Sunday, May 01, 2005

My arch nemesis, She's my nightmare. I run away from her in my dreams. I run away from her in real life, and anytime she opens her mouth I need to tear and break everything in sight because I have to hold everything inside. When our sphere's meet the apocalypse is expected.

I'm very nervous and not looking forward to moving back home at all. My mother is driving me absolutely crazy and I'm shaking in anger right now. I'm sick of her over statements i'm sick of her generalizing everything to the mood she's in. I'm sick of her stupid pointless dead end questions. I'm sick of her investigations and her tallying everything I do and say up until i've passed the limit of how much I'm allowed to do it. I'm so not lookin forward to moving back home, I wantto put a lock on my door and maybe build a balchony outside my bedroom window, maybe with a staircase reaching ground level so I never have to cross paths with her again.

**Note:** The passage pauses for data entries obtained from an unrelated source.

PR #6042, opened 2026-09-14
Curl WebSockets & app.net

ckaiser:
Reimplements WebSockets using curl, wich removes our dependency on ixwebsockets and adds a new `net` object with a new `fetch` function similar to what's available in browsers.

Functionality wise WebSocket should now work over HTTPs, API remains largely same which is a slight detriment since the old onreceive function params are not consistent with the rest of our APIs but I'm not sure if that's something that we should change right now.

The one thing that we cannot re-implement is the "deflate" option because curl does not support it (yet?), and the "ping" function is redundant since curl autopings to keep the connecting alive (and this function was providing a string parameter which seems to defeat the purpose of the ping? unclear to me how that used to work)

On the net object we add a few `fetch` function with the following signature:
```lua
app.net.fetch{
    url = string,
    method = "get" | "post" | "put" | "patch" | "options",
    body = string,
    onreceive = function(response)
	--[[
		{
			status = int,
			headers = table,
			json = json object or nil,
			text = string,
			blob = string
		}
	]]--
end
}
```
There's also a few functions to urlencode/decode and use base64 directly, it'd be useful to at some point add base64 utilities to some of the other classes like Image/Sprite, but that's for future consideration.

Network/curl errors are handled by returning status == 0 and putting the error string in the text/blob fields, but this could be improved with a dedicated field and/or error codes.

Marking as draft because it needs testing and API validation.


tests/scripts/net.lua
```diff
@@ -0,0 +1,32 @@
+-- Copyright (C) 2026-present  Igara Studio S.A.
+--
+-- This file is released under the terms of the MIT license.
+-- Read LICENSE.txt for more information.
+
+do
+  if (net ~= nil) then
```
dacap, line 7: I think `net` was used previously and now it's `app.net`:
```suggestion
  local net = app.net
  if net then
```

src/net/http_response.h
```diff
@@ -9,9 +9,7 @@
 #pragma once
 
 #include "base/disable_copying.h"
-
-#include <cstddef>
-#include <iosfwd>
+#include "http_headers.h"
```
dacap, line 12:
```suggestion
#include "net/http_headers.h"
```

src/net/http_request.h
```diff
@@ -20,11 +21,14 @@ class HttpResponse;
 
 class HttpRequest {
 public:
-  HttpRequest(const std::string& url);
+  enum class Method : uint8_t { GET, POST, PUT, PATCH, OPTIONS };
```
dacap, line 24:
```suggestion
  enum class Method : uint8_t { GET, POST, PUT, PATCH, OPTIONS, DELETE };
```

src/app/commands/cmd_open_file.cpp
```diff
@@ -189,7 +194,9 @@ void OpenFileCommand::onExecute(Context* context)
       Doc* doc = fop->document();
       if (doc) {
         if (context->isUIAvailable()) {
-          App::instance()->recentFiles()->addRecentFile(fop->filename().c_str());
+          if (m_addToRecents)
+            App::instance()->recentFiles()->addRecentFile(fop->filename().c_str());
```
dacap, line 198: Sometimes the bot is right 🙏 `c_str()` can be removed here:
```suggestion
            App::instance()->recentFiles()->addRecentFile(fop->filename());
```

src/app/script/debugger.cpp
```diff
@@ -241,8 +241,12 @@ dap::Variable Debugger::makeVariable(lua_State* L, const std::string& name)
       break;
     case LUA_TSTRING:
       var.type = "string";
-      if (auto* str = lua_tostring(L, -1))
+      if (const auto* str = lua_tostring(L, -1)) {
+        // TODO: Having a non-utf8 character in this string (such as raw bytes from an image or a
+        // network download) can crash nlohmann::json so we're gonna have to detect that and trim
+        // them or something like that
```
dacap, line 247: Could we use [base::utf8_decode()](https://github.com/aseprite/laf/blob/500768cccc6447e3b7816bedbfcb378a5c5222e5/base/utf8_decode.h#L33) to check if the string is a valid utf-8?

src/app/script/engine.cpp
```diff
@@ -1093,6 +1093,11 @@ bool Engine::hasLingeringObjects()
   return (m_appEvents && !m_appEvents->empty()) || (m_windowEvents && !m_windowEvents->empty());
 }
 
+bool Engine::isTemporaryFile(const std::string& filename)
```
dacap, line 1096:
```suggestion
bool Engine::isTemporaryFile(const std::string& filename) const
```

src/app/script/engine.h
```diff
@@ -74,6 +74,8 @@ class Engine final {
   // Checks if the Engine has any tracked objects or attached events
   bool hasLingeringObjects();
 
+  bool isTemporaryFile(const std::string& filename);
```
dacap, line 77:
```suggestion
  bool isTemporaryFile(const std::string& filename) const;
```

src/net/http_request.h
```diff
@@ -33,6 +38,10 @@ class HttpRequest {
   DISABLE_COPYING(HttpRequest);
 };
 
+bool is_valid_url(std::string_view url);
+std::string url_encode(std::string_view text);
+std::string url_decode(std::string_view text);
+
```
dacap, line 44: It looks like these functions could go to other files, like `net/url.h` / `cpp`.

tests/scripts/net.lua
```diff
@@ -0,0 +1,33 @@
...
+  if net then
+    assert(net.toBase64("hello_test!") == "aGVsbG9fdGVzdCE=")
+    assert(net.fromBase64("aGVsbG9fdGVzdCE=") == "hello_test!")
+    assert(net.urlEncode("h&llo=wr?d") == "h%26llo%3Dwr%3Fd")
+    assert(net.urlDecode("h%26llo%3Dwr%3Fd") == "h&llo=wr?d")
+    assert(net.urlEncode("テスト") == "%E3%83%86%E3%82%B9%E3%83%88")
+    assert(net.toBase64("") == "")
+    assert(net.fromBase64("") == "")
+    assert(net.urlEncode("") == "")
+    assert(net.urlDecode("") == "")
```
dacap, line 17: About this API I was thinking, I'd prefer something like:
```suggestion
    assert(base64.encode("hello_test!") == "aGVsbG9fdGVzdCE=")
    assert(base64.decode("aGVsbG9fdGVzdCE=") == "hello_test!")
    assert(url.encode("h&llo=wr?d") == "h%26llo%3Dwr%3Fd")
    assert(url.decode("h%26llo%3Dwr%3Fd") == "h&llo=wr?d")
    assert(url.encode("テスト") == "%E3%83%86%E3%82%B9%E3%83%88")
    assert(base64.encode("") == "")
    assert(base64.decode("") == "")
    assert(url.encode("") == "")
    assert(url.decode("") == "")
```
What do you think? Mainly to match the `json.encode/decode()` API. This way the new API would be:
* `app.net.fetch()`
* `base64.encode/decode`
* `url.encode/decode`
I know the url implementation requires curl API, but that would be a "minor" internal detail.

src/net/http_headers.cpp
```diff
@@ -8,13 +8,29 @@
...
   m_map[name] = value;
 }
 
+std::string HttpHeaders::getHeader(const std::string& name) const
+{
+  auto lowerName = base::string_to_lower(name);
+  const auto it =
+    std::find_if(m_map.begin(), m_map.end(), [&lowerName](const auto& header) -> bool {
+      return lowerName == base::string_to_lower(header.first);
+    });
```
dacap, line 29: Just a minor detail as it's not critical, but I'm not sure about the performance of this `std::find_if()` for maps. Probably we could use a `map.find()` if we store headers in lower case, but something just to think about in a possible future.

src/app/script/net_object.cpp
```diff
@@ -0,0 +1,330 @@
...
+  #include "base/base64.h"
+  #include "base/string.h"
+  #include "net/http_headers.h"
+  #include "net/http_request.h"
+  #include "net/http_response.h"
+  #include "ui/system.h"
+  #include "ver/info.h"
+
+  #include "fmt/format.h"
+#endif
```
dacap, line 23:
```suggestion
#ifdef HAVE_CONFIG_H
  #include "config.h"
#endif

#include "app/console.h"
#include "app/i18n/strings.h"
#include "app/script/engine.h"
#include "app/script/luacpp.h"
#include "app/task.h"
#include "base/base64.h"
#include "base/string.h"
#include "fmt/format.h"
#include "net/http_headers.h"
#include "net/http_request.h"
#include "net/http_response.h"
#include "ui/system.h"
#include "ver/info.h"
```

src/app/script/net_object.cpp
```diff
@@ -0,0 +1,330 @@
...
+std::set<FetchRequest*> g_requests;
+
+int AppNet_fetch(lua_State* L)
+{
+  FetchRequest::Params params;
+  std::string methodString = "get";
+
+  params.headers.setHeader(
+    "User-Agent",
+    fmt::format("Mozilla/5.0 (compatible; {}/{}; +https://www.aseprite.org/api/app#fetch)",
```
dacap, line 177: We could get the aseprite.org URL from `get_app_url()` and the final `/api/app#fetch` probably might be `/api/app_net#appnetfetch`

src/app/script/net_object.cpp
```diff
@@ -0,0 +1,330 @@
...
+        if (const auto* typeName = lua_tostring(L, -1); std::strcmp(typeName, "JsonObj") != 0) {
+          return luaL_error(L, "'body' arguments must be a string, table or json object");
+        }
+        lua_pop(L, 1);
+      }
+      else {
+        return luaL_error(L, "'body' arguments must be a string, table or json object");
+      }
+      size_t len;
+      const auto* s = luaL_tolstring(L, -1, &len);
```
dacap, line 241: We can add a comment here:
```suggestion
      // Here we are converting the Json object to a string, i.e. calling JsonObj_tostring()
      const auto* s = luaL_tolstring(L, -1, &len);
```

src/app/script/websocket_class.cpp
```diff
@@ -9,209 +9,536 @@
...
-  close_ws(ws);
-  delete ws;
+  auto* ws = get_obj<WebSocket>(L, 1);
+  ws->~WebSocket();
+  get_engine(L)->untrackObject();
   return 0;
 }
 
-int WebSocket_sendText(lua_State* L)
+std::string get_send_data(lua_State* L, WebSocket* ws)
```
dacap, line 482: Probably this could return a base::buffer directly:
```suggestion
base::buffer get_send_data(lua_State* L, WebSocket* ws)
```
And then move the buffer up to `WebSocketConnection::sendData()`

src/app/script/websocket_class.cpp
```diff
@@ -9,209 +9,536 @@
...
+
+  void sendText(const std::string& text)
+  {
+    if (!m_conn)
+      return;
+    const std::scoped_lock lock(m_mutex);
+    m_conn->sendText(text);
+  }
+
+  void sendBinary(std::vector<char>&& data)
```
dacap, line 396:
```suggestion
  void sendBinary(base::buffer&& data)
```

src/app/script/websocket_class.cpp
```diff
@@ -9,209 +9,536 @@
...
+  void sendText(const std::string& text)
+  {
+    ASSERT(m_outgoingData.empty() && m_outgoingOffset == 0);
+    m_outgoingData = std::vector<char>(text.begin(), text.end());
+    m_outgoingOffset = 0;
+    m_outgoingIsBinary = false;
+    curl_easy_pause(m_curl, CURLPAUSE_CONT);
+  }
+
+  void sendData(std::vector<char>&& data)
```
dacap, line 194:
```suggestion
  void sendData(base::buffer&& data)
```

src/app/script/websocket_class.cpp
```diff
@@ -9,209 +9,536 @@
...
+  void close()
+  {
+    m_shouldClose = true;
+    curl_easy_pause(m_curl, CURLPAUSE_CONT);
+  }
+
+private:
+  CURL* m_curl;
+  std::string m_url;
+  std::vector<char> m_outgoingData;
```
dacap, line 212:
```suggestion
  base::buffer m_outgoingData;
```

src/app/script/websocket_class.cpp
```diff
@@ -9,209 +9,536 @@
...
+  void abort()
+  {
+    curl_easy_setopt(m_curl, CURLOPT_TIMEOUT_MS, 1);
+    curl_easy_setopt(m_curl, CURLOPT_CONNECTTIMEOUT_MS, 1);
+
+    m_shouldClose = true;
+    curl_easy_pause(m_curl, CURLPAUSE_CONT);
+  }
+
+  obs::safe_signal<void(WebSocketMessageType, const std::vector<char>&)> Message;
```
dacap, line 91:
```suggestion
  obs::safe_signal<void(WebSocketMessageType, const base::buffer&)> Message;
```
And so on for each `std::vector<char>` -> `base::buffer`...

src/app/script/websocket_class.cpp
```diff
@@ -9,209 +9,536 @@
...
+
+    lua_rawgeti(L, LUA_REGISTRYINDEX, m_onreceiveRef);
+    lua_Debug ar;
+    if (!lua_getinfo(L, ">u", &ar))
+      return;
+
+    lua_rawgeti(L, LUA_REGISTRYINDEX, m_onreceiveRef);
+
+    int nargs = 1;
+    if (ar.nparams > 1 || ar.isvararg) {
```
dacap, line 308: Probably we should cache this information/decision in the `WebSocket()` ctor instead of asking for debug info on each `onMessage()`.

dacap (changes requested):
Looks great 👍 a lot of work but it'll be great to remove IXWebSocket dependency.

I've made just some final comments + API changes.

tests/scripts/net.lua
dacap: One problem that I'm thinking about `url.encode/decode()` API is that the "url" identifier might be a quite common one for a local variable/function parameter.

As mean as this is going to sound I want to vomit everytime she tells me she misses me because there is probably no limit to how much time I can spend away from her. And this isn't normal. Rob says I just need to do things the way I want. The more I do that the more she'll get used to it and the less she'll question me.

I feel like I'm going crazy. I feel really on edge and unsure about things, i'm freaking out and i just want to crawl up into a ball right now and cry. I dunno what's wrong with me. but I just need to be away from everything. I just feel all this pressure to do and be something great and amazing, I feel like i have all these people to impress and I feel like i haven't impressed myself at all. I feel stupid and boring and ugly and shallow and untalented and simply unhappy and I dunno what's wrong with me because I know that none of that stuff is true but it's how I feel. I should've never gotten out of bed this morning.